InterStim Therapy for Urinary Control: This device is FDA approved for urinary urge incontinence, nonobstructive urinary retention, and significant symptoms of urgency-frequency in patients who have failed to respond to, or could not tolerate, more conservative treatments. Some IC patients report that InterStim also helps to relieve their pain, as well as symptoms of urinary frequency and urgency. However, the FDA has not approved it for pain management.
Patients interested in the implant surgery are initially evaluated with a complete history, physical examination, voiding diaries, and a bladder function study. If they qualify, they undergo test stimulation, conducted by a urologist or urogynecologist, which typically takes less than one hour, and is considered a “same day” procedure. The test stimulation involves the placement of a needle into the lower back in a location where nerves travel to the bladder. Typically, a local anesthetic is used during the test stimulation. A small wire (lead) is left in place and transmits electrical impulses to these nerves. The patient returns home with the test stimulator in place for 3 to 7 days, and keeps a voiding diary. The wire is then removed by the surgeon. Some patients report the test stimulation to be painful, while others do not. If you are concerned about this, please discuss pain management options with your physician.
If the test stimulation is successful, and improvement is noted within five to seven days, then the permanent system can be surgically implanted under general anesthesia. This generally requires an overnight stay in the hospital. The patient is given a small device that can be used to turn on/off and modulate the level of stimulation to nerves. InterStim can only be implanted by a urologist or urogynecologist who has been specifically trained to perform the procedure. Read answers to FAQs about InterStim.

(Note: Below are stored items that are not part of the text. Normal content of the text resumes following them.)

Issue #4902, opened 2022-12-07
Add integration tests for router state based logic


bkonyi:
We need to be able to run browser based integration tests to fully test navigation state logic (e.g., jump to source history).

PR #4906, opened 2022-12-08
Add support for Debugger screen navigation history

bkonyi:
https://user-images.githubusercontent.com/24210656/206500549-450b876d-0033-4302-bad3-8f556d8d90f1.mov

Note: this change will eventually need to be tested by browser integration tests (see https://github.com/flutter/devtools/issues/4902).


packages/devtools_app/lib/src/shared/routing.dart
```diff
@@ -297,6 +323,20 @@ class DevToolsNavigationState {
     );
   }
 
+  /// Creates a new [DevToolsNavigationState] by merging this instance with
+  /// [other].
+  ///
+  /// State contained in [other] will take presidence over state contanied in
```
kenzieschmoll, line 329: typo: contained

packages/devtools_app/lib/src/screens/debugger/debugger_screen.dart
```diff
@@ -199,9 +200,13 @@ class DebuggerScreenBodyState extends State<DebuggerScreenBody>
   void _onNodeSelected(VMServiceObjectNode? node) {
     final location = node?.location;
     if (location != null) {
-      controller.codeViewController.showScriptLocation(
-        location,
-        focusLine: true,
+      final routerDelegate = DevToolsRouterDelegate.of(context);
+      routerDelegate.updateStateIfNotCurrent(
```
kenzieschmoll, line 204: just piecing this new system together: does the debugger have to listen for router updates somewhere?

kenzieschmoll (commented):
I know we can't add a full integration test yet, but can you verify that the router state is updated when new nodes are clicked?

also, are routes popped off of the stack when you click back in the browser?

so for node selections 1 --> 2 --> 3, then back, then to 4, would the stack look like 1 --> 2 --> 4?

packages/devtools_app/lib/src/screens/debugger/debugger_screen.dart
bkonyi: It can, but in this situation, it doesn't need to since the `CodeViewController` is handling the state update. For example, if we wanted to support history for debugger frame selection (not that I think we should do this), the `DebuggerController` would need to be able to listen to router updates to determine if it should update the currently selected frame.

bkonyi:
> I know we can't add a full integration test yet, but can you verify that the router state is updated when new nodes are clicked?

Yes, we should be able to verify that the currently selected node matches the current state in the router.

> also, are routes popped off of the stack when you click back in the browser?
> 
> so for node selections 1 --> 2 --> 3, then back, then to 4, would the stack look like 1 --> 2 --> 4?

That's correct. We're using the standard browser history behavior here.

packages/devtools_app/lib/src/screens/debugger/codeview_controller.dart
```diff
@@ -50,8 +51,22 @@ class CodeViewController extends DisposableController
         {
           final processedState =
               CodeViewSourceLocationNavigationState._fromState(state);
-          // TODO(bkonyi): investigate delay in scrolling to source location.
+          final object = processedState.object;
```
elliette, line 54: Consider pulling body of the `case` clause into a separate method for clarity, eg. `_updateCodeViewSource`

packages/devtools_app/lib/src/screens/debugger/codeview_controller.dart
```diff
@@ -456,8 +484,21 @@ class CodeViewSourceLocationNavigationState extends DevToolsNavigationState {
 
   int get line => int.parse(state[_kLine]!);
 
+  ObjRef? get object {
+    final obj = state[_kObject];
+    if (obj == null) {
+      return null;
+    }
+    return createServiceObject(json.decode(obj), const []) as ObjRef?;
```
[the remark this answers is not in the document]
bkonyi: There's probably more efficient ways to do this, but we'd need to create a generalized cache for VM service objects which would probably open a whole other can of worms given that object IDs expire. Given this operation requires user interaction, I wouldn't be too concerned about some extra time serializing / deserializing VM service objects.

packages/devtools_app/NEXT_RELEASE_NOTES.md
```diff
@@ -1,38 +1,27 @@
 This is draft for future release notes, that are going to land on
 [the Flutter website](https://docs.flutter.dev/development/tools/devtools/release-notes).
 
-# DevTools 2.21.0 release notes
+# DevTools 2.22.0 release notes
```
kenzieschmoll, line 4: this shouldn't be changed to 2.22.0 - all these release notes are for 2.21.0 which has not been released yet, so just add your entry to the debugger section and leave all the rest

packages/devtools_app/lib/src/screens/debugger/debugger_screen.dart
```diff
@@ -203,11 +215,17 @@ class DebuggerScreenBodyState extends State<DebuggerScreenBody>
 
   void _onNodeSelected(VMServiceObjectNode? node) {
     final location = node?.location;
-    if (location != null) {
-      controller.codeViewController.showScriptLocation(
-        location,
-        focusLine: true,
-      );
+    if (node != null && location != null) {
```
kenzieschmoll, line 218: the check to node != null is redundant.

packages/devtools_app/lib/src/screens/debugger/debugger_screen.dart
```diff
@@ -203,11 +215,17 @@ class DebuggerScreenBodyState extends State<DebuggerScreenBody>
...
+      final routerDelegate = DevToolsRouterDelegate.of(context);
+      Router.navigate(context, () {
+        routerDelegate.updateStateIfChanged(
+          CodeViewSourceLocationNavigationState(
+            script: location.scriptRef,
+            line: location.location?.line ?? -1,
```
kenzieschmoll, line 224: should the default be -1 or 0?

packages/devtools_app/lib/src/shared/routing.dart
```diff
@@ -245,6 +247,54 @@ class DevToolsRouterDelegate extends RouterDelegate<DevToolsRouteConfiguration>
...
+      DevToolsRouteConfiguration(
+        currentConfig.page,
+        currentConfig.args,
+        state,
+      ),
+    );
+
+    final path = '/${currentConfig.page}';
+    // Create a new map in case the one we were given was unmodifiable.
+    final params = {...currentConfig.args};
```
kenzieschmoll, line 262: nit: Map.of would be a bit cleaner

packages/devtools_app/lib/src/shared/routing.dart
```diff
@@ -245,6 +247,54 @@ class DevToolsRouterDelegate extends RouterDelegate<DevToolsRouteConfiguration>
...
+      state: state,
+      replace: true,
+    );
+  }
+
+  /// Updates state for the current page.
+  ///
+  /// Existing state will be preserved unless overwritten by [stateUpdate].
+  void updateStateIfChanged(
+    DevToolsNavigationState stateUpdate,
```
kenzieschmoll, line 279: super nit: could this fit on one line?

kenzieschmoll (commented):
can we test the routing.dart changes in routing_test.dart?

packages/devtools_app/NEXT_RELEASE_NOTES.md
CoderDake: Our update helper will reset this file anytime we do a major or minor version bump. We will probably need to undo the changes to this file so we don't remove the release notes

packages/devtools_app/lib/src/screens/debugger/debugger_screen.dart
bkonyi: 0 is probably more correct.

bkonyi:
> can we test the routing.dart changes in routing_test.dart?

Done.

packages/devtools_app/lib/src/shared/routing.dart
```diff
@@ -259,9 +259,8 @@ class DevToolsRouterDelegate extends RouterDelegate<DevToolsRouteConfiguration>
 
     final path = '/${currentConfig.page}';
     // Create a new map in case the one we were given was unmodifiable.
-    final params = {...currentConfig.args};
+    final params = Map.of(currentConfig.args);
     params.removeWhere((key, value) => value == null);
-    await SystemNavigator.selectMultiEntryHistory();
```
kenzieschmoll: was this remove intentional?

kenzieschmoll (approved):

packages/devtools_app/lib/src/shared/routing.dart
bkonyi: Yes, this isn't necessary.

Eon Mini Rechargeable IPG System: Advanced Neuromodulation Systems (ANS), a division of St. Jude Medical, Inc., makes the Eon Mini, the world’s smallest, longest-lasting rechargeable neurostimulator to treat chronic pain of the trunk or limbs and pain from failed back surgery. The Eon Mini has the longest-lasting battery life of any rechargeable spinal cord stimulation (SCS) device in its class. It is the only small rechargeable neurostimulator to receive a 10-year battery longevity approval by the FDA. While not approved specifically for interstitial cystitis, neuromodulation devices such as this have been tried and tested in people with IC with varying degrees of success. The Eon Mini blocks pain signals from traveling up the spinal cord to the brain.
IF 3WAVE: The IF3WAVE from Empi may be used to treat pain associated with IC, in conjunction with other forms of therapy. This device is used to treat deep pain by delivering nearly 50 times the power of a TENS unit. It delivers two different types of current – neuromuscular electrical stimulation (NMES) and pulse direct current (PDC) – and a combination of both of these currents. The IF 3WAVE features a digital, LCD user interface screen and easy to use push buttons as well as a compliance monitor for tracking usage of the device. The IF 3WAVE requires a prescription from your physician or physical therapist.